▶ _Exercise description_
Scan the data below for the string "Cute". Show every line where it turns up.

[Saved data entries]
=== Section Start ===

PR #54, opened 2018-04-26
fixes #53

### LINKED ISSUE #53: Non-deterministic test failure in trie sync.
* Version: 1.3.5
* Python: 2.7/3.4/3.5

=== Section End ===
=== Section Start ===

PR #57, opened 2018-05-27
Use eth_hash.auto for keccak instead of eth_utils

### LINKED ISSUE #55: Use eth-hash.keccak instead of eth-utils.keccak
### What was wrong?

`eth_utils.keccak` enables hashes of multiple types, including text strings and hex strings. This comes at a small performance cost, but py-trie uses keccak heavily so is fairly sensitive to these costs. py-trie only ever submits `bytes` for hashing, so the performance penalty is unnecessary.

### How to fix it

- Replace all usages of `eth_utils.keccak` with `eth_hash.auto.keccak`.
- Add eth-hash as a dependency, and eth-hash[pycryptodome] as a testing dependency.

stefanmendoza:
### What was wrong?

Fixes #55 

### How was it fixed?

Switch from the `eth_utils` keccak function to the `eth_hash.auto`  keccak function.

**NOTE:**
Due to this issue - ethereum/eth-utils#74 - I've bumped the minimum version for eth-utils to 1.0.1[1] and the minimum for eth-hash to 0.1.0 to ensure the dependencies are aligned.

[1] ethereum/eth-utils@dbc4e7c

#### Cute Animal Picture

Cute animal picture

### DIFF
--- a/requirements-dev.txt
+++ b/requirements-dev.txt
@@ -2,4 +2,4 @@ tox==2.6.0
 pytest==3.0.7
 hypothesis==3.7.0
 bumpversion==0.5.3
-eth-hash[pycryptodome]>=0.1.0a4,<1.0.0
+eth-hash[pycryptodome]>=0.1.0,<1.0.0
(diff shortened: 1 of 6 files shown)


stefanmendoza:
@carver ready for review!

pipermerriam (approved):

=== Section End ===

▶ _Result_
#### Cute Animal Picture
Cute animal picture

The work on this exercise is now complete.